Compiler Explorer link: https://godbolt.org/z/XL3cIK
Comment 25 Richard Biener 2019-10-22 12:29:04 UTC
We unroll the loop completely but our basic-block vectorization capabilities do not include reductions.  We see the following there:

  <bb 2> [local count: 357878154]:
  temp_33 = bytes[0];
  _34 = temp_33 >> 32;
  temp_35 = temp_33 + _34;
  _36 = temp_35 >> 16;
  temp_37 = temp_35 + _36;
  _38 = temp_37 >> 8;
  temp_44 = bytes[1];
  _45 = temp_44 >> 32;
  temp_46 = temp_44 + _45;
  _47 = temp_46 >> 16;
  temp_48 = temp_46 + _47;
  _40 = temp_37 + temp_48;
  _49 = temp_48 >> 8;
  _51 = _38 + _40;
  result_29 = _49 + _51;
  _20 = (unsigned char) result_29;
  b ={v} {CLOBBER};
  return _20;
Comment 26 Richard Biener 2019-11-14 07:54:23 UTC
The GCC 7 branch is being closed, re-targeting to GCC 8.4.

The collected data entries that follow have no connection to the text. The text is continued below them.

PR #116, opened 2023-04-03
Update validations of Spark/FlinkProcessor and FeatureView 

### LINKED ISSUE #119: Apply Flink native configuration before creating tableEnv instance
In an attempt to create FeatHubClient with the following code:
```python
client = FeathubClient(
    props={
        "processor": {
            "type": "flink",
            "flink": {
                "deployment_mode": "cli",
                "native.execution.runtime-mode": "BATCH"
            },
        },
        "registry": {
            "type": "local",
            "local": {
                "namespace": "default",
            },
        },
        "feature_service": {
            "type": "local",
            "local": {},
        },
    }
)
```

The following error is thrown when the program arrives at `Table#to_pandas`:
```
java.lang.IllegalArgumentException: Mismatch between configured runtime mode and actual runtime mode. Currently, the 'execution.runtime-mode' can only be set when instantiating the table environment. Subsequent changes are not supported. Please instantiate a new TableEnvironment if necessary.
```

Thus the configuration initialization process should be improved to avoid exceptions like this.

Sxnan:

This PR updates the validation logic of Spark/FlinkProcessor and FeatureView.

## Brief change log

- Update Flink/SparkProcessor to report error when processor config conflict with native.* config
- Introduce class to keep track of built-in functions
- Validate features order in Sliding/DerivedFeatureView
- Fix #119

  - The public API: no

## Documentation


python/feathub/processors/spark/spark_processor.py
```diff
@@ -35,6 +35,7 @@
     SparkProcessorConfig,
```
yunfengzhou-hub, line 35: Hi @Sxnan, could you please fix the todo in SparkProcessorConfig file and add a validator for `MASTER_CONFIG`? This TODO had been assigned to me according to offline discussions, but I think it is also proper for this PR to cover this TODO.

python/feathub/dsl/ast.py
```diff
@@ -234,12 +225,8 @@ def __init__(self, func_name: str, args: ArgListNode) -> None:
 
     def eval_dtype(self, variable_types: Dict[str, DType]) -> DType:
         arg_types = [arg.eval_dtype(variable_types) for arg in self.args.values]
-        function_type_evaluator = FUNCTION_RESULT_TYPE_EVALUATOR.get(self.func_name)
-        if function_type_evaluator is None:
-            raise RuntimeError(
-                f"Unknown result type evaluator for function {self.func_name}."
-            )
-        return function_type_evaluator(arg_types)
+        builtin_func = BuiltInFunc(self.func_name)
```
lindong28, line 228: Instead of constructing an instance of `BuiltInFunc` by calling its constructor, would it be more intuitive to use a static method such as `BuiltInFunc#get(func_name)`?

lindong28 (commented):

python/feathub/dsl/expr_utils.py
```diff
@@ -0,0 +1,36 @@
...
+    """
+    lexer.input(feathub_expr)
+    variables = []
+    while True:
+        tok = lexer.token()
+        if not tok:
+            break
+        if tok.type == "ID" and tok.value not in BUILT_IN_FUNC_NAMES:
+            variables.append(tok.value)
+    return set(variables)
```
yunfengzhou-hub, line 36: how about creating `variables` as a `set` variable from the beginning?

python/feathub/feature_views/derived_feature_view.py
```diff
@@ -107,6 +108,42 @@ def build(
...
 
+    @staticmethod
+    def _validate(features: List[Feature], source: TableDescriptor) -> None:
+        # Check if the feature only depends on the features specified earlier or the
+        # features in the source table.
+        valid_variables = set([f.name for f in source.get_output_features()])
+        for feature in features:
+            transform = feature.transform
+            if isinstance(transform, JoinTransform):
+                variables = set()
```
yunfengzhou-hub, line 119: Is it possible to get the name of the table to be joined and consider its fields as well?

python/feathub/feature_views/sliding_feature_view.py
```diff
@@ -270,46 +277,88 @@ def _validate(features: Sequence[Union[str, Feature]]) -> None:
 
         # Per-row transform features listed before the first SlidingWindowTransform
         # feature.
-        per_row_transform_feature_names: Set[str] = set()
-        sliding_window_transforms_group_by_keys: Set[str] = set()
+        pre_sliding_per_row_feature_names: Set[str] = set()
+
+        # Per-row transform features listed after the first SlidingWindowTransform
+        # feature.
+        post_sliding_per_row_features: Set[Feature] = set()
```
yunfengzhou-hub, line 284: Would it be more readable to use either `Set[str]` or `Set[Feature]` for both sets above?

python/feathub/feature_views/sliding_feature_view.py
```diff
@@ -270,46 +277,88 @@ def _validate(features: Sequence[Union[str, Feature]]) -> None:
...
+        sliding_features_group_by_key: Set[str] = set()
+        sliding_features_variables: Set[str] = set()
 
         for feature in features:
             if isinstance(feature, str):
-                if len(sliding_window_transforms_group_by_keys) == 0:
-                    per_row_transform_feature_names.add(feature)
+                if len(sliding_features_group_by_key) == 0:
+                    pre_sliding_per_row_feature_names.add(feature)
                 continue
```
yunfengzhou-hub, line 294: Should we try to handle string transformations after sliding window transform?

python/feathub/feature_views/sliding_feature_view.py
```diff
@@ -254,8 +262,7 @@ def to_json(self) -> Dict:
             "filter_expr": self.filter_expr,
         }
 
-    @staticmethod
-    def _validate(features: Sequence[Union[str, Feature]]) -> None:
+    def _validate(self, features: Sequence[Union[str, Feature]]) -> None:
```
yunfengzhou-hub, line 265: Should we check that pre-sliding features and sliding features only use fields from the source table, like what this PR validates in DerivedFeatureView?

python/feathub/dsl/built_in_func.py
```diff
@@ -0,0 +1,41 @@
...
+    def get(func_name: str) -> "BuiltInFunc":
+        return BuiltInFunc(func_name)
+
+    def get_result_type(self, input_types: List[DType]) -> DType:
+        """
+        Get the result data type of the builtin function.
+        """
+        if self == BuiltInFunc.LOWER:
+            return String
+        elif self == BuiltInFunc.UNIX_TIMESTAMP:
```
yunfengzhou-hub, line 35: I'm not sure enum would be a good design for built-in functions, since we may have hundreds of functions to support. Would it be better to adopt another design pattern, like `org.apache.flink.table.functions.BuiltInFunctionDefinitions`?

yunfengzhou-hub (commented):

python/feathub/feature_views/derived_feature_view.py
Sxnan: The `variable` here refers to the input feature to compute the new feature. We then check that the `variable`  is a subset of `valid_variables`.  For JoinTransform, it doesn't has an input feature to compute the new feature. We only need to add the join feature to the `valid_variables`.

python/feathub/feature_views/sliding_feature_view.py
Sxnan: String transformations can only refer to a feature from the source table. Thus, there should be no string transformation after the sliding window transform.

yunfengzhou-hub: I agree with it that there should be no string transformation after the sliding window transform. And if such cases appeared, FeatHub should throw exceptions instead of ignoring it.

Sxnan: The validation is now done after the string feature is resolved. It should not be a problem now.

python/feathub/feature_views/tests/test_sliding_feature_view.py
```diff
@@ -47,8 +47,8 @@ def setUp(self):
             path="dummy_source_file",
             data_format="csv",
             schema=Schema(
-                ["id", "fare_amount", "lpep_dropoff_datetime"],
-                [types.Int32, types.Int32, types.Int64],
+                ["id", "id2", "fare_amount", "distance", "lpep_dropoff_datetime"],
```
yunfengzhou-hub, line 50: It seems that "id2" is not used in the test cases. Would it be better to remove it?

yunfengzhou-hub (commented):
Thanks for the update. Left some comments as below.

python/feathub/feature_views/tests/test_sliding_feature_view.py
Sxnan: It is used in line 255.

yunfengzhou-hub:

lindong28 (commented):
Thanks for the PR. LGTM overall. Left some minor comments.

Sxnan:

lindong28:
Thanks for the update! LGTM.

Comment 27 Jakub Jelinek 2020-03-04 09:35:47 UTC
GCC 8.4.0 has been released, adjusting target milestone.
Comment 28 Jakub Jelinek 2021-05-14 09:51:56 UTC
GCC 8 branch is being closed.
Comment 29 Richard Biener 2021-06-01 08:14:52 UTC
GCC 9.4 is being released, retargeting bugs to GCC 9.5.